As people poured into the more urban areas, the system of political parties overwhelmed the system of usos y costumbres – new residents were not brought into local civic ways of governing; to the contrary, in large cities usos y costumbres vanished. This politicization broke important knots that unite the members of a community, such as unpaid community service (tequio). Nevertheless, statewide the greater part of public work in some 400-odd small communities still is carried out by citizen tequios, which accomplish a variety of tasks like building roads, repairing churches, bringing in the harvest and sharing the expenses of weddings, baptisms or deaths. The system of usos y costumbres has long been the basis for left political thinking.
Most significantly, the authority of a general assembly composed of a town’s residents is acknowledged where usos y costumbres are retained: municipal authorities, farmers, the Council of Elders and all the citizens make the decisions which affect communal life; the assembly is the law, the judges, the executive and legislators all in one.
Political parties don’t convoke a general assembly of the population to make decisions regarding municipal development. There is no monitor for the spending of public monies. Political parties, a collection of private powers, act on their own discretion, and make decisions that often strip the towns’ natural resources to benefit private enterprises. Theft is common. The population is largely left ignorant of what was done and where the money went, while certain persons became inexplicably wealthy. That is the case in the capital city of Oaxaca.

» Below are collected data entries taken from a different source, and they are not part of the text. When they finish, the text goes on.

PR #300, opened 2016-06-01
Add Redshift Engine

stevecaldwell77:
Adds a new engine for AWS Redshift.  This code should be considered alpha code - I've tested deploy/verify/revert against my database, but there could very well be edge cases that are not working.

I'm also very open to suggestions on ways to improve the code.

NOTE: this depends on URI::db to support redshift, see: https://github.com/theory/uri-db/pull/12

### DIFF
--- a/lib/App/Sqitch/Engine/pg.pm
+++ b/lib/App/Sqitch/Engine/pg.pm
@@ -268,11 +268,13 @@ sub log_new_tags {
         $sqitch->user_email
     );
 
+    my $tagcol = $self->_tag_column();
+
     $self->dbh->do(
-        q{
+        qq{
             INSERT INTO tags (
                    tag_id
-                 , tag
+                 , $tagcol
                  , project
                  , change_id
                  , note
@@ -314,8 +316,9 @@ sub log_revert_change {
     my $dbh = $self->dbh;
 
     # Delete tags.
+    my $tagcol = $self->_tag_column();
     my $del_tags = $dbh->selectcol_arrayref(
-        'DELETE FROM tags WHERE change_id = ? RETURNING tag',
+        "DELETE FROM tags WHERE change_id = ? RETURNING $tagcol",
         undef, $change->id
     ) || [];
 
@@ -374,6 +377,7 @@ sub _update_ids {
     my $plan = $self->plan;
     my $proj = $plan->project;
     my $maxi = 0;
+    my $tagcol = $self->_tag_column();
 
     $self->SUPER::_update_ids;
     my $dbh = $self->dbh;
@@ -392,15 +396,15 @@ sub _update_ids {
               FROM changes
              WHERE project = ?
         });
-        my $atag_sth = $dbh->prepare(q{
-            SELECT tag
+        my $atag_sth = $dbh->prepare(qq{
+            SELECT $tagcol
               FROM tags
              WHERE project = ?
                AND committed_at < ?
              LIMIT 1
         });
-        my $btag_sth = $dbh->prepare(q{
-            SELECT tag
+        my $btag_sth = $dbh->prepare(qq{
+            SELECT $tagcol
               FROM tags
              WHERE project = ?
                AND committed_at >= ?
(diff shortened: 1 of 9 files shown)


lib/App/Sqitch/Engine/pg.pm
```diff
@@ -106,19 +106,7 @@ has dbh => (
                 goto &hurl;
             },
             Callbacks         => {
-                connected => sub {
```
theory: Did you mean to make these changes to the pg driver?

theory: Oh, you did, sorry, please ignore that question.

theory:
I'm wondering if it's necessary to have a separate subclass for redshift. Are they really all that different? See for example how I just tweaked things to [add Postgres-XC support](https://github.com/theory/sqitch/compare/2a63bb1...c380575). Fine if the answer is yes, but I'm not really able to get a sense yet.

Also, is there a way to run automated testing in Travis CI on a redshift instance?

stevecaldwell77:
@theory:

> I'm wondering if it's necessary to have a separate subclass for redshift.

It's a good question.  I've found 8 places where Redshift needed to handle things differently than Postgres:

- registry file
- function used to get current time
- date to-string formatting
- no support for 'client_min_messages'
- "tag" is a reserved word, and therefore needs to be quoted when used as a column name
- use the listagg() function
- no support for the correlated subquery in App::Sqitch::Role::DBIEngine::changes_requiring_change()
- no support for the "RETURNING" expression.

So that would be 8 if/then's we would need to litter throughout the pg engine class.  I usually shy away from lots of conditionals in my code, but it's your library and I'm happy to conform to your preference :)

> Also, is there a way to run automated testing in Travis CI on a redshift instance?

A bit of a tough one.  You could have a script that boots up a new Redshift cluster using CloudFormation, runs tests against it, then shuts it down.  That would cost $0.25 every time you do it, so could get pretty expensive if you ran it too often.

clearclaw:
Any prognosis on this PR?  (I'd love to use Sqitch against Redshift)

theory:
Is there a way to get Travis to run tests against a redshift instance? That would make me a whole lot more comfortable just merging it in.

stevecaldwell77:
@theory:

> Is there a way to get Travis to run tests against a redshift instance?

As I noted above, that would be difficult and/or expensive.  Running an always-on redshift cluster costs at least $1,380 a year, which I'm guessing is prohibitive.

You could launch a new cluster every time Travis runs, and then destroy it when Travis completes.  This would cost $0.25 for every Travis run, and adds a long startup time to a Travis run (+5 mins to wait for a Redshift cluster to become available, in my experience).

Perhaps an acceptable solution would be to have a test that boots up and runs against a new cluster, but isn't part of a CI process (and has to be run manually).

theory:
Bah, sorry to make you repeat history there, @stevecaldwell77. My head has been elsewhere altogether. Lemme see if I can find someone to fund this.

FsecureSamiTikka:
I really would like to use sqitch to work with Redshift but I can't get this to work. This PR did not build until I rebased it to master. And even then I could not get it to work. I get what seems like an error from Redshift and it does not like the word "tag"?? Am I using it wrong? I tried to `sqitch deploy db:redshift:<name of database`. Should I install DBD::Pg (I did) or something else? (I thought Sqitch uses the psql client because it wants to know where it is.)

green2k:
Hello, 

it would be pretty cool to support Redshift engine! Is there any problem with resolving this "feature request"? Guys in previous comments probably have some knowledge about it & know the differences between PostgreSQL & Redshift, so it shouldn't be hard to implement. 

I've never used the Sqitch tool, so I even don't know the project's code.. but if needed, I can help! 

Does anybody have some forked project with Redshift support? Or have some workaround? 

Thanks!

Pali

theory:
What we really need is an easy way to test it against a RedShift database. Ideally this would be through Travis. Suggestions?

theory:
Maybe something can be borrowed from the [sqlalchemy redshift live testing](https://github.com/sqlalchemy-redshift/sqlalchemy-redshift/commit/c3ec3ccd77b35cc0b7498b1b826345bf5b2828b5#diff-354f30a63fb0907d4ad57269548329e3) stuff?

eric-aldinger:
Have you considered LocalStack for CI testing? It mocks RedShift on a local port 
https://github.com/atlassian/localstack

theory:
Anyone got the TUITs to finish this up?

PR #658, opened 2022-07-22
Add fractional seconds on mariadb for versions 5.03.05 or higher

rbrigot:


theory:
So sub-second precision in was added in MariaDB at 50305? Seems like a perfectly reasonable change, thank you!

theory:
> So sub-second precision in was added in MariaDB at 50305?

Duh, that's just what the name of this PR says 🤦🏻

theory (approved):

theory:
Subsumed by #660.

PR #674, opened 2022-08-20
Explicitly require DBD::Mem in tests

### LINKED ISSUE #673: install_driver(Mem) failed: Can't locate DBD/Mem.pm in @INC
* http://www.cpantesters.org/cpan/report/c28c5b36-1aca-11ed-b5dd-e77c2cbfd570
* http://www.cpantesters.org/cpan/report/04f57dfb-6bfa-1014-8121-85be8c60feb7
* http://www.cpantesters.org/cpan/report/b7796e8c-1aca-11ed-b5dd-e77c2cbfd570

Pretty odd since DBD::Mom is distributed with DBI, but whatever. Will add it as an explicit requirement.

theory:
Fixes #673.

### DIFF
--- a/dist.ini
+++ b/dist.ini
@@ -86,6 +86,9 @@ Time::Local = 0
 [Prereqs / DevelopSuggests]
 DBD::Oracle = 1.23
 
+[Prereqs / TestRequires]
+DBD::Mem = 0
+
 ;; Recommend author dependencies (dzil) in develop/recommends.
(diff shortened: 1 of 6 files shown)


theory:
@eserte have you had a chance to try this?

theory:
> @eserte have you had a chance to try this?

Oops, sorry, mean the patch in #673, which is what would be generated on building the dist from this patch.

PR #676, opened 2022-08-20
Do not pass the port if it is not in the URI

### LINKED ISSUE #675: `PGPORT` environment variable doesn't seem to be respected in v1.3.0
Hi there guys, wanted to alert you to an issue that I started facing starting after the v1.3.0 release on Friday. I use sqitch via the docker image & the recommended script as documented in the README and docker hub. I am not sure if this an issue with the v1.3.0 release in general or just the docker setup. I'm also not sure if it's all `PG*` environment variables or just `PGPORT`. Basically, the behavior I'm seeing is that even though `PGPORT` is in the environment, when trying to run migrations I get an error like this:
```
Adding registry tables to pg-localdev
psql: error: could not connect to server: Connection refused
        Is the server running on host "localhost" (::1) and accepting
        TCP/IP connections on port 5432?
could not connect to server: Connection refused
        Is the server running on host "localhost" (127.0.0.1) and accepting
        TCP/IP connections on port 5432?
"psql" unexpectedly returned exit value 2
```
Steps to reproduce:
1. Have a postgres instance running on port 5433
2. Download the `sqitch` docker running script from the README of this repo
3. Try to run some migrations with `PGPORT=5433` in the environment

This is what my sqitch config file looks like:
```
[core]
  engine = pg
  top_dir = db/
[engine "pg"]
  target = pg-localdev
[target "pg-localdev"]
  uri = db:postgresql://postgres:password@localhost/database
```

I was able to solve this issue for myself by just pinning the tag in the `sqitch` runner script to `v1.2.1.1` (side note: `v1.2.1` is listed as a supported tag on docker hub but doesn't seem to work: https://hub.docker.com/r/sqitch/sqitch/ ; I had to come look at the tags in the repo to find that you use a versioning scheme w/ 4 components instead of 3). So I'm not blocked here or anything, just thought you guys might want a heads up as this caused some github actions to start failing for me; I am using their "port mapping" functionality (https://docs.github.com/en/actions/using-containerized-services/about-service-containers) and was specifying the port with `PGPORT`, and my tests suddenly started failing. I'm guessing the same might be true for some others as well.

theory:
Otherwise PGPORT is overridden! Fixes #675.

### DIFF
--- a/Changes
+++ b/Changes
@@ -2,6 +2,10 @@ Revision history for Perl extension App::Sqitch
 
 1.3.1
 
+     - Fixed a bug introduced in v1.3.0 where the Postgres engine would
+       always pass the port to `psql`, thus ignoring the `PGPORT` environment
+       variable. Thanks to Cam Feenstra for the spot (#675)!
+
 1.3.0  2022-08-12T22:09:13Z
      - Fixed an issue when testing Firebird on a host with Firebird installed
        but no `isql`, and when using a local Firebird (e.g., the Engine12
--- a/lib/App/Sqitch/Engine/pg.pm
+++ b/lib/App/Sqitch/Engine/pg.pm
@@ -57,11 +57,13 @@ has _psql => (
 
         my %query_params = $uri->query_params;
         my @conninfo;
+        # Use _port instead of port so it's empty if no port is in the URI.
+        # https://github.com/sqitchers/sqitch/issues/675
         for my $spec (
             [ user   => $self->username ],
             [ dbname => $uri->dbname    ],
             [ host   => $uri->host      ],
-            [ port   => $uri->port      ],
+            [ port   => $uri->_port     ],
             map { [ $_ => $query_params{$_} ] }
                 sort keys %query_params,
         ) {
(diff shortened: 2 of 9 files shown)


Changes
```diff
@@ -2,6 +2,10 @@ Revision history for Perl extension App::Sqitch
 
 1.3.1
 
+     - Fixed a bug introduced in v1.3.0 where the Postgres engine would ignore
```
autarch, line 5: "ignore always". I think you just mean "always.

lib/App/Sqitch/Engine/pg.pm
```diff
@@ -61,7 +61,7 @@ has _psql => (
             [ user   => $self->username ],
             [ dbname => $uri->dbname    ],
             [ host   => $uri->host      ],
-            [ port   => $uri->port      ],
+            [ port   => $uri->_port      ],
```
autarch, line 64: It might be worth adding a comment that `_port` is in fact the documented way to get a port-sans-default from a `URI` (gross API).

autarch (changes requested):
Looks good except for some small issues.

lib/App/Sqitch/Engine/pg.pm
theory: Good idea, avoid the issue in the future (hopefully). Done in 8f72ee6a.

autarch (approved):

PR #677, opened 2022-08-21
Use database name in MySQL lock

### LINKED ISSUE #670: MySQL deploy blocked by get_lock on another schema
Since get_lock from

> `lib/App/Sqitch/Engine/mysql.pm:310:`        q{SELECT get_lock('sqitch working', 0)}`

Instantiates serverwide exclusive lock, there is no possibility to run simultaneous deploy on different schemas. 

Also, the error message

>  Blocked by another instance of Sqitch working on {TARGET}; waiting 60 seconds...

 appears to be misleading, and displays the target name of current deploy, not the one that holds the lock
 
 steps to reproduce:
 create a target DBs, users and grants:
```create schema t1;
create schema t1_sqitch;

create schema t2;
create schema t2_sqitch;

create user t1;
grant all privileges on t1.* to t1;
grant all privileges on t1_sqitch.* to t1;

create user t2;
grant all privileges on t2.* to t2;
grant all privileges on t2_sqitch.* to t2;
```
 
 create two sqtich projects, init sqitch,  add targets and add a target per project so sqitch.config looks as follows:
```[core]
        engine = mysql
        plan_file = sqitch.plan
        # top_dir = .
# [engine "mysql"]
        # target = db:mysql:
        # registry = sqitch
        # client = mysql
[target "t1"]
        uri = db:mysql://t1@127.0.0.1:3306/t1
        registry = t1_sqitch
```

```[core]
        engine = mysql
        plan_file = sqitch.plan
        # top_dir = .
# [engine "mysql"]
        # target = db:mysql:
        # registry = sqitch
        # client = mysql
[target "t2"]
        uri = db:mysql://t2@127.0.0.1:3306/t2
        registry = t2_sqitch
```

add sample migration with sqitch add for each project 
```
BEGIN;
select sleep(90);
COMMIT;
``` 

 run sqitch in two terminal windows in parallel 
 project1 `sqitch deploy -t t1`
 project2 `sqitch deploy -t t2`
 
 while the first run works, the second one returns an error:

```
Blocked by another instance of Sqitch working on t2; waiting 60 seconds...
Timed out waiting 60 seconds for another instance of Sqitch to finish work on t2
```

theory:
So that the scope of the lock is limited only to that database. This is probably the most intuitive way to do it, in that it's probably what the user expects. Preventing parallel deploys to different databases is more confusing. Resolves #670.

### DIFF
--- a/lib/App/Sqitch/Engine/mysql.pm
+++ b/lib/App/Sqitch/Engine/mysql.pm
@@ -313,24 +313,35 @@ sub begin_work {
     return $self;
 }
 
-# Override to try to acquire a lock on the string "sqitch working" without
-# waiting.
+# We include the database name in the lock name because that's probably the most
+# stringent lock the user expects. Locking the whole server with a static string
+# prevents parallel deploys to other databases. Yes, locking just the target
+# allows parallel deploys to conflict with one another if they make changes to
+# other databases, but is not a great practice and likely an anti-pattern. So
+# stick with the least surprising behavior.
+# https://github.com/sqitchers/sqitch/issues/670
+sub _lock_name {
+    'sqitch working on ' . shift->uri->dbname
+}
+
+# Override to try to acquire a lock on the string "sqitch working on $dbname"
+# without waiting.
 sub try_lock {
     my $self = shift;
     # Can't create a lock in the registry if it doesn't exist.
     $self->initialize unless $self->initialized;
     $self->dbh->selectcol_arrayref(
-        q{SELECT get_lock('sqitch working', 0)}
+        q{SELECT get_lock(?, ?)}, undef, $self->_lock_name, 0,
     )->[0]
 }
 
-# Override to try to acquire a lock on the string "sqitch working", waiting
-# for the lock until timeout.
+# Override to try to acquire a lock on the string "sqitch working on $dbname",
+# waiting for the lock until timeout.
 sub wait_lock {
     my $self = shift;
     $self->dbh->selectcol_arrayref(
-        q{SELECT get_lock('sqitch working', ?)},
-        undef, $self->lock_timeout
+        q{SELECT get_lock(?, ?)}, undef,
+        $self->_lock_name, $self->lock_timeout,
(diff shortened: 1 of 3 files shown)


lib/App/Sqitch/Engine/mysql.pm
```diff
@@ -313,24 +313,35 @@ sub begin_work {
     return $self;
 }
 
-# Override to try to acquire a lock on the string "sqitch working" without
-# waiting.
+# We include the database name in the lock name because that's probably the most
+# stringent lock the user expects. Locking the whole server with a static string
+# prevents parallel deploys to other databases. Yes, locking just the target
+# allows parallel deploys to conflict with one another if they make changes to
+# other databases, but is not a great practice and likely an exceptional
```
autarch, line 320: "this is not"

lib/App/Sqitch/Engine/mysql.pm
```diff
@@ -313,24 +313,35 @@ sub begin_work {
...
+# pattern. So stick with the least surprising behavior.
```
autarch, line 321: "anti-pattern", I assume.

autarch (changes requested):
Looks good except for some typos in comments.

lib/App/Sqitch/Engine/mysql.pm
theory: It follows "locking just the target", so "locking just the target is not" is grammatically correct.

lib/App/Sqitch/Engine/mysql.pm
theory: Yeah that's better, changed in 914b44cd

lib/App/Sqitch/Engine/mysql.pm
autarch: Right. But I think in that case you don't want a comment before the "but".

theory:
Really appreciate you taking the time to look over Sqitch PRs, @autarch. You make them better.

PR #688, opened 2022-11-20
Quote Snowflake identifiers

### LINKED ISSUE #685: Snowflake engine does not support fulle range of characters in role/warehouse identifiers
If you use special characters like dot "." in either a role or a warehouse name, SQITCH will fail executing USE ROLE <role_name>, or USE WAREHOUSE <warehouse_name>.

As stated on [Snowflake docs](https://docs.snowflake.com/en/sql-reference/identifiers-syntax.html), identifiers can include a wide range of characters in object identifiers if they are quoted.

So far, the Sqitch snowflake engine supports unquoted identifiers only.
https://github.com/sqitchers/sqitch/blob/8f72ee6a34029c18228ed4b30ad2b239ee8760e3/lib/App/Sqitch/Engine/snowflake.pm#L214-L217

The solution could be :
- quoting the role or warehouse name in the code above systematically, with a small regression for users who did not set their SQITCH role/warehouse names with the right case (quoted identifiers are case sensistive, unquoted ones case insensitive)
- detect if the role/warehouse names have to be quoted or not, and quote them or not accordingly.

theory:
Resolves #685

### DIFF
--- a/Changes
+++ b/Changes
@@ -1,6 +1,8 @@
 Revision history for Perl extension App::Sqitch
 
 1.3.2
+     - Fixed Snowflake warehouse and role setup to properly quote identifiers.
+       Thanks to @marc-marketparts for the report (#685)!
 
 1.3.1  2022-10-01T18:49:30Z
      - Fixed a bug introduced in v1.3.0 where the Postgres engine would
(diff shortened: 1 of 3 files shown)


autarch (approved):
LGTM!

theory:
Thanks Deve, appreciate it!

PR #689, opened 2022-11-20
Create rework directory if it does not exist

### LINKED ISSUE #686: Running `rework` with a subdirectory that has not been manually created fails
While using Sqitch version 1.3.1, I have a plan that has added `tables/users` in a previous tag. There have been no reworks in this project. When I run `sqitch rework -m "Add stuff to users" tables/users` then I get an error and no files are generated. The error is this:

```
Cannot copy sql/revert/tables/users.sql to sql/_reworked/revert/tables/users@1.0.0.sql: No such file or directory
```

Expected behaviour: Sqitch should create directories and files that it needs to make the rework command succeed.

Workaround: I can create the directories manually: `mkdir -p sql/_reworked/deploy/tables sql/_reworked/revert/tables sql/_reworked/verify/tables`

theory:
Add tests to make sure it works as expected. Resolves #686.

### DIFF
--- a/Changes
+++ b/Changes
@@ -3,6 +3,8 @@ Revision history for Perl extension App::Sqitch
 1.3.2
      - Fixed Snowflake warehouse and role setup to properly quote identifiers.
        Thanks to @marc-marketparts for the report (#685)!
+     - Fixed a bug reworking a change when a rework directory is configured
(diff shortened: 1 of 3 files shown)


autarch (dismissed):
LGTM!

theory:
Thanks Dave, always appreciate another set of eyes.

PR #702, opened 2023-01-11
Print changes to be deployed or reverted.

### LINKED ISSUE #701: Wishlist: Print the list of changes that would be deployed or reverted
Currently sqitch will print something like "Deploying changes through <change>" but it would be good to see a list of the actual changes that would be deployed. This is especially powerful when combined with the revert.prompt_accept functionality.

@theory If there is buy-in for this idea I am happy to write a patch.

vectro:
Closes #701

### DIFF
--- a/lib/App/Sqitch/Engine.pm
+++ b/lib/App/Sqitch/Engine.pm
@@ -249,6 +249,11 @@ sub deploy {
         )
     );
 
+    $sqitch->debug(__ "Will deploy the following changes:");
+    foreach my $will_deploy_position ($plan->position .. $to_index) {
+        $sqitch->debug($plan->change_at($will_deploy_position)->format_name_with_tags);
+    }
+
     # Check that all dependencies will be satisfied.
     $self->check_deploy_dependencies($plan, $to_index);
 
@@ -267,6 +272,15 @@ sub deploy {
     );
 
     $self->$meth( $plan, $to_index );
+}
+
+# Do a thing similar to Sqitch::Plan::Change::format_name_with_tags,
+# but for an output from $self->deployed_changes or
+# $self->deployed_changes_since.
+sub _format_deployed_change_name_with_tags($) {
+    my ( $self, $change ) = @_;
+
+    return join ' ', $change->{name}, map { '@' . $_ } @{$change->{tags}};
 }
 
 sub revert {
@@ -299,6 +313,8 @@ sub revert {
             );
         };
 
+        # NB this is an array of unblessed references, not of
+        # Sqitch::Plan::Change references.
         @changes = $self->deployed_changes_since(
             $self->_load_changes($change)
         ) or do {
@@ -308,6 +324,8 @@ sub revert {
             ));
             return $self;
         };
+        my @change_descriptions =
+            map { $self->_format_deployed_change_name_with_tags($_) } @changes;
 
         if ($self->no_prompt) {
             $sqitch->info(__x(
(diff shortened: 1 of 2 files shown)


lib/App/Sqitch/Engine.pm
```diff
@@ -249,6 +249,11 @@ sub deploy {
         )
     );
 
+    $sqitch->info(__ "Will deploy the following changes:");
```
theory, line 252: I think this should be tied to a flag. Or maybe just emit this information if `$sqitch->verbosity > 1`) (1 is the default).

lib/App/Sqitch/Engine.pm
```diff
@@ -269,6 +274,15 @@ sub deploy {
     $self->$meth( $plan, $to_index );
 }
 
+# Do a thing similar to Sqitch::Plan::Change::format_name_with_tags,
```
theory, line 277: If you can't use that actual method, I suggest adding a new one there, not here.

t/engine.t
```diff
@@ -1159,8 +1171,8 @@ is_deeply $engine->seen, [
 ], 'Should have deployed to change 2';
 is_deeply +MockOutput->get_info, [
     [__x 'Deploying changes to {destination}', destination =>  $engine->destination ],
-    # [__ 'ok'],
```
theory, line 1162: Him, why would these go away?

theory (changes requested):
Looking good, but a couple changes I think would make it just right. Thanks!

t/engine.t
vectro: I have no objection to leaving them but do you mind if I ask why they are there?

lib/App/Sqitch/Engine.pm
vectro: We do not have a Sqitch::Plan::Change here, so I don't think this code can go in that module?

lib/App/Sqitch/Engine.pm
vectro: How is this?

t/engine.t
theory: Oh, I mis-read them as output (some output starts with `#`), but since they're commented out, yeah, fine to remove them.

lib/App/Sqitch/Engine.pm
theory: Ah, the `debug` method, very good!

lib/App/Sqitch/Engine.pm
theory: Oh 🤦🏻 got it.

theory: I do wonder if we should avoid the overhead when verbosity is less than two. Though it probably isn't that expensive, relative to the overhead of the database. Maybe I'm overthinking it.

theory (approved):

vectro:
Regarding performance, my assumption would be that the overhead in printing would be orders of magnitude smaller than the actual time to deploy the change, even for trivial changes.

vectro:
Also I'm not sure what the next step is on this PR, do you want to run workflows? Is it ready to merge?

theory:
Yeah, I'm overthinking it on performance :-) I've approved the workflows; is there a test that demonstrates that those lines do not output when verbosity is < 2? If so I think it's good to go.

vectro:
> is there a test that demonstrates that those lines do not output when verbosity is < 2?

If you are referring to the `deploy` change, there is a test, in the sense that we never print this message in tests. All the tests only check verbosity = 1.

If you are referring to the `revert` change, we print these at verbosity = 1.

vectro:
Regarding these CI failures, I'm not sure what to make of them. They don't seem related to this change? Are the tests a bit flaky?

theory:
Yeah I probably need to re-enable Snowflake and figure out what Exasol's problem is.

vectro:
What is the next step on this PR? Is it ready to merge?

theory:
I'll take a look at getting it merged soon, hopefully this weekend, but maybe not for a week or two.

PR #703, opened 2023-01-18
Allow false separators in formatters

web-vertalo:
Seemingly valid separators like empty string and 0 that evaluate to false result in use of the default separator. Test for defined separator instead of true.

Tests pass before and after this update. Apologies for not including new tests.

### DIFF
--- a/lib/App/Sqitch/ItemFormatter.pm
+++ b/lib/App/Sqitch/ItemFormatter.pm
@@ -128,12 +128,12 @@ has formatter => (
 
                 t => sub {
                     @{ $_[0]->{tags} }
-                        ? ' ' . join $_[1] || ', ' => @{ $_[0]->{tags} }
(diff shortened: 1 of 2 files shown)


theory (changes requested):
Thank you for the PR! This looks pretty straightforward, though I'm dubious on the use of an empty string as a separator.  Would you mind adding a test demonstrating the use of empty or `0` separators? If empty space looks hinky, maybe use `length` instead of `defined` to allow `0`.

web-vertalo:
Tests added. My take on the empty separator is that it may make sense for tags, and may make no sense elsewhere. If caller specifies it, then reverting to default separators violates the principle of least surprise and adds an opinion to sqitch. So I'd leave it to the caller.

theory (approved):
Fair enough I take your point. Thank you for the contribution!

(As a side-benefit of the present struggle, residents of the city are uniting to confront Mayor Jesus Angel Ortega Arias, who up until now as Ulises’ puppet has been largely discounted as responsible for the damage and neglect in the city. He was elected as a PRI candidate.)
The new Popular Assembly of Oaxaca aims at nothing less than expanding the traditional idea of general assemblies of citizens to form a new state government. Such assemblies, under usos y costumbres, oversee the execution of their resolutions by their municipal authorities. That is to say, “the executive branch” (the authorities) is charged with accomplishing the tasks the assembly gives it. The municipal president, foremost among the authorities, leads (as the Zapatistas’ phrase explains) by obeying.
For the population of Oaxaca, the idea of governing by consensus remains part of the common cultural heritage. Therefore, as APPO was convoked, the modest people who comprise 80% of Oaxaca’s population, recognized it immediately. And they support it, despite the obvious difficulties of convening authorities from around the state. Since these authorities receive no pay, a trip to the capital city is not easy. But it’s happening.
APPO also includes representatives from other groups in addition to municipal authorities – regional delegates, non-profit organizations, unions, social groups, etc. – and the structure is still fluid. Nevertheless, it has already made the difficult decision to release the teachers for two weeks to finish the school year. The second difficult decision is to maintain indefinitely the encampment in the zocalo, and to do that, citizens must step forward without the teachers, until the teachers return on July 22.
This is a big test for an infant movement now much larger than a teachers’ union, with demands far beyond the educational ones, a test taking place within the context of national uncertainty.